[Stored data entries]
◇ ◇ ◇
PR #1945, opened 2025-02-14
Performance sweep

oliverabrahams:
## What are you changing?

- Improving performance of crosswords by adding in memoisation of components and only rerendering the cells and clues that have changed rather than all of them.

## Why?

- It is important that the crossword works on devices with slower computation

Co-authored with @jamesmockett 

Improves the rendering time from about 30ms to 4-7ms


andrewHEguardian (approved):
I don't have the full context having not seen this code before, but the memoisation looks great! How did you measure the performance?

oliverabrahams:
> I don't have the full context having not seen this code before, but the memoisation looks great! How did you measure the performance?

using React dev tools, the profiler mostly

PR #1957, opened 2025-02-17
Re release packages as latest

oliverabrahams:
## Why?

- Accidentally merged a canary PR with main before the packages could be released for real 
 There is a race condition where if a branch with the canary tag merges with main before the release then the new versions can be released as canaries. https://github.com/guardian/csnx/pull/1823#issuecomment-2663308959


andrewHEguardian (approved):
🐥

PR #1958, opened 2025-02-17
Add noop to crosswords

oliverabrahams:
React is erroring when there is an input with no onChange or onInput function


andrewHEguardian (approved):
👍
◇ ◇ ◇
YOUR TASK.
Your task is to print all of the records exactly.

SOLUTION FOR THIS PROBLEM.
PR #1945, opened 2025-02-14
Performance sweep

oliverabrahams:
## What are you changing?

- Improving performance of crosswords by adding in memoisation of components and only rerendering the cells and clues that have changed rather than all of them.

## Why?

- It is important that the crossword works on devices with slower computation

Co-authored with @jamesmockett 

Improves the rendering time from about 30ms to 4-7ms


andrewHEguardian (approved):
I don't have the full context having not seen this code before, but the memoisation looks great! How did you measure the performance?

oliverabrahams:
> I don't have the full context having not seen this code before, but the memoisation looks great! How did you measure the performance?

using React dev tools, the profiler mostly

PR #1957, opened 2025-02-17
Re release packages as latest

oliverabrahams:
## Why?

- Accidentally merged a canary PR with main before the packages could be released for real 
 There is a race condition where if a branch with the canary tag merges with main before the release then the new versions can be released as canaries. https://github.com/guardian/csnx/pull/1823#issuecomment-2663308959


andrewHEguardian (approved):
🐥

PR #1958, opened 2025-02-17
Add noop to crosswords

oliverabrahams:
React is erroring when there is an input with no onChange or onInput function


andrewHEguardian (approved):
👍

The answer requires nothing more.